Assignment: From first entry to last, give the listing again verbatim.
━━━
PR #393, opened 2016-09-30
Pundit auth to branches controller 435

vijayakarumudi:
Closes AgileVentures/MetPlus_tracker#435.


vijayakarumudi:
PR for review.

spec/controllers/branches_controller_spec.rb
```diff
@@ -3,13 +3,32 @@
...
+    end
+    
     before(:each) do
-      get :show, id: branch
+      sign_in jd
+      get :show, id: branch.id
     end
+ 
+    before(:each) do
+      sign_in cm
```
━━━
Output below:
PR #393, opened 2016-09-30
Pundit auth to branches controller 435

vijayakarumudi:
Closes AgileVentures/MetPlus_tracker#435.


vijayakarumudi:
PR for review.

spec/controllers/branches_controller_spec.rb
```diff
@@ -3,13 +3,32 @@
...
+    end
+    
     before(:each) do
-      get :show, id: branch
+      sign_in jd
+      get :show, id: branch.id
     end
+ 
+    before(:each) do
+      sign_in cm
```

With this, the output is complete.